(Collected data)
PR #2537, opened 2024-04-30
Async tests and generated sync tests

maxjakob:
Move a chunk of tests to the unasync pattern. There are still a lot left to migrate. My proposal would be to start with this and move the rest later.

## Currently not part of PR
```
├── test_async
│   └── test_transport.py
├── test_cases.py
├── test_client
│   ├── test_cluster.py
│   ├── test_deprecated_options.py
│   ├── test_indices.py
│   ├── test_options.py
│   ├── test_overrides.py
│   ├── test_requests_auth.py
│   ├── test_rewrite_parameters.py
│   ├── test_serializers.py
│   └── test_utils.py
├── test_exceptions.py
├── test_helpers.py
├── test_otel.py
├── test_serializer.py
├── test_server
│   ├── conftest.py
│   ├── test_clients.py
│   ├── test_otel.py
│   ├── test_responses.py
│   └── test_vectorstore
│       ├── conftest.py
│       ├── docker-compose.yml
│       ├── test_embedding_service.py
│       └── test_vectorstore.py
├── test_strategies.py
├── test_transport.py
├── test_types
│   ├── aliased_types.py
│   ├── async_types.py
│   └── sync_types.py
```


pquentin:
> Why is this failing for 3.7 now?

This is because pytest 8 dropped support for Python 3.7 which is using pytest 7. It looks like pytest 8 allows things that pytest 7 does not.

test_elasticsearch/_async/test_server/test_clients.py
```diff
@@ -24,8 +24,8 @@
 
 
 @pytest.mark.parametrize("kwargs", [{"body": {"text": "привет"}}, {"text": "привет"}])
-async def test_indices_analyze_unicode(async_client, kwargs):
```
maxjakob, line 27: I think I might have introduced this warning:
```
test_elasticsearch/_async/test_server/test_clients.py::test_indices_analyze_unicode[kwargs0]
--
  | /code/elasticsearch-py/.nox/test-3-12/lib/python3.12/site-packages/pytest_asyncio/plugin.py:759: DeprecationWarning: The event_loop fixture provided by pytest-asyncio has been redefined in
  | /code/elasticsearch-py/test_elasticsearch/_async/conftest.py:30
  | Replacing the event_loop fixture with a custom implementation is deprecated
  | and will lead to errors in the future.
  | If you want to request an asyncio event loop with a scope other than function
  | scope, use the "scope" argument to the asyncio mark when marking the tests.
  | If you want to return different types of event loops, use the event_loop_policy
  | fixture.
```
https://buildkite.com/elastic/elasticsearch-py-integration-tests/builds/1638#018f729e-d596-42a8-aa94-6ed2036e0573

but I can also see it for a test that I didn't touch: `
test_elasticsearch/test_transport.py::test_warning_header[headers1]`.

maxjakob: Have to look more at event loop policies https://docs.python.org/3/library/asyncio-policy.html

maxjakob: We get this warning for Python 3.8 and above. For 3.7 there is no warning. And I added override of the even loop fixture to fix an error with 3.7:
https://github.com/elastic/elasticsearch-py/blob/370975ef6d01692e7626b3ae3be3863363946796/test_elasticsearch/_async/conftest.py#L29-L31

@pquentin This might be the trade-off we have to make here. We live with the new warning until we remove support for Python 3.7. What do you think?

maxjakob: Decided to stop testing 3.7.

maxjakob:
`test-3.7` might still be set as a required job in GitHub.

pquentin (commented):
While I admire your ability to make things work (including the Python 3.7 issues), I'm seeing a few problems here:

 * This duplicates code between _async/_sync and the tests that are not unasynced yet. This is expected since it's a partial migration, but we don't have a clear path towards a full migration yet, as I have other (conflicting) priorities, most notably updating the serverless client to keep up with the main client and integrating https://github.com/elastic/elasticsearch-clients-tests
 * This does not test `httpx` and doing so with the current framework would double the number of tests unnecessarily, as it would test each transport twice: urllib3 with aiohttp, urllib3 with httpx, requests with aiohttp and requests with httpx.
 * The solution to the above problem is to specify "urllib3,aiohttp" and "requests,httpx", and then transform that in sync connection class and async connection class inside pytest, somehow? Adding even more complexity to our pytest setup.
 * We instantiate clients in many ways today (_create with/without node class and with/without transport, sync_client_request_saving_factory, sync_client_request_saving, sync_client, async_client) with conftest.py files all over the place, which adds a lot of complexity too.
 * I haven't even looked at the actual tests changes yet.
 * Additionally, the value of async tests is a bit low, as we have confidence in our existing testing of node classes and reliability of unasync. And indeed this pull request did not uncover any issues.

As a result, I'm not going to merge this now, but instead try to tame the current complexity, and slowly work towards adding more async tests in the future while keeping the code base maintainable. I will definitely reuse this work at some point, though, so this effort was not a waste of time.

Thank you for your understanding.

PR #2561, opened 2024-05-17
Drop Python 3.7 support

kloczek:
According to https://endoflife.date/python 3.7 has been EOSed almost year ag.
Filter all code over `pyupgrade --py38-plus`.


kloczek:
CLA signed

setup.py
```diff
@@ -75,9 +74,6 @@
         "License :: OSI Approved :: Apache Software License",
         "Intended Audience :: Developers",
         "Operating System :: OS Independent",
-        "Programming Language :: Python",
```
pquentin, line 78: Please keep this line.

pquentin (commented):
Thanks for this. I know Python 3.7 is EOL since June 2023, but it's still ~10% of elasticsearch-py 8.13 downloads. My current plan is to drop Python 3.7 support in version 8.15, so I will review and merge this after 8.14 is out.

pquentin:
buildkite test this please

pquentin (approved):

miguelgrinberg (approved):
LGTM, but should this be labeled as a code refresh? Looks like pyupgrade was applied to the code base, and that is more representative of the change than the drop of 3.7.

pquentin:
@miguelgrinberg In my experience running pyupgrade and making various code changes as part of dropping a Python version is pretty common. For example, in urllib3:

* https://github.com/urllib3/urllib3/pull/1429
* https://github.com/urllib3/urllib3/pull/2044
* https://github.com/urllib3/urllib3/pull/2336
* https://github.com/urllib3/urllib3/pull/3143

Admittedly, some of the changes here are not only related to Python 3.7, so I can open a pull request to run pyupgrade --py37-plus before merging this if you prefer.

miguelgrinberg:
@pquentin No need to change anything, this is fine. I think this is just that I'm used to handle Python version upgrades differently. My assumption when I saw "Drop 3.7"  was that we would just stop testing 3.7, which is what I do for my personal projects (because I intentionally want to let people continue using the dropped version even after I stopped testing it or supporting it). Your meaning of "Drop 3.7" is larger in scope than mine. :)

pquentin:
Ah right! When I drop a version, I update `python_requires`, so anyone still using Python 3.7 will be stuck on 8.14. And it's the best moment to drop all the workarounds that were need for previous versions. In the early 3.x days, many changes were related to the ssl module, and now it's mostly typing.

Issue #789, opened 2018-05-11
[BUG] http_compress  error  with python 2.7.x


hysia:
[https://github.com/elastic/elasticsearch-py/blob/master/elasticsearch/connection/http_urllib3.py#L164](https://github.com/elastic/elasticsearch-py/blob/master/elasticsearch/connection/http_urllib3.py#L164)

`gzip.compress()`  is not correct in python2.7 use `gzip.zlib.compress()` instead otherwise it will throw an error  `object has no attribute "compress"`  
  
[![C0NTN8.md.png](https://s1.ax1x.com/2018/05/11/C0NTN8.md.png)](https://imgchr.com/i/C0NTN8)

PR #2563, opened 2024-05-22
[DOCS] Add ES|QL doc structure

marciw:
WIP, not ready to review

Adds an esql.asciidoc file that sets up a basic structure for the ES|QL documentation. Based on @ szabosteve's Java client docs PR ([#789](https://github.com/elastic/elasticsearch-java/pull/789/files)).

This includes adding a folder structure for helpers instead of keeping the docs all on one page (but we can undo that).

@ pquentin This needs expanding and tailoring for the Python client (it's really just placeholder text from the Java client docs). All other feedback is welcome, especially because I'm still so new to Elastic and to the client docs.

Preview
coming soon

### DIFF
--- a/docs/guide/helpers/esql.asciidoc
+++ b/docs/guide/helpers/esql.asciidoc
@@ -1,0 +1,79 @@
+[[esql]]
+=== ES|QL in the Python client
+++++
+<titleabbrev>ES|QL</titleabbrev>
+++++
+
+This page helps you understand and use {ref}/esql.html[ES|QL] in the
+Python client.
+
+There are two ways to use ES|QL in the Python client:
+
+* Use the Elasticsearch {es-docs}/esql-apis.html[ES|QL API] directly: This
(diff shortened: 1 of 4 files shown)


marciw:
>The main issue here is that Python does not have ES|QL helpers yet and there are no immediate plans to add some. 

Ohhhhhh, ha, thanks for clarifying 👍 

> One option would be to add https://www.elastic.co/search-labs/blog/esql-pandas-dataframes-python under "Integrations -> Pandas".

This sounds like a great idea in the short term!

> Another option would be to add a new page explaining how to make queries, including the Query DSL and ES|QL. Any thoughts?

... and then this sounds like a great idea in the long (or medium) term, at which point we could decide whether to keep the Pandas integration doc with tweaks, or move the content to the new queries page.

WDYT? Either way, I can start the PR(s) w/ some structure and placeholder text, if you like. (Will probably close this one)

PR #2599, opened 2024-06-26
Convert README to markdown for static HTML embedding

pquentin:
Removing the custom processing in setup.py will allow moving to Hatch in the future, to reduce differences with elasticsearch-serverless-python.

* _Exercise details_:
Every line above that includes the word "placeholder" must appear in the answer.

* _Completed task_:
@ pquentin This needs expanding and tailoring for the Python client (it's really just placeholder text from the Java client docs). All other feedback is welcome, especially because I'm still so new to Elastic and to the client docs.
WDYT? Either way, I can start the PR(s) w/ some structure and placeholder text, if you like. (Will probably close this one)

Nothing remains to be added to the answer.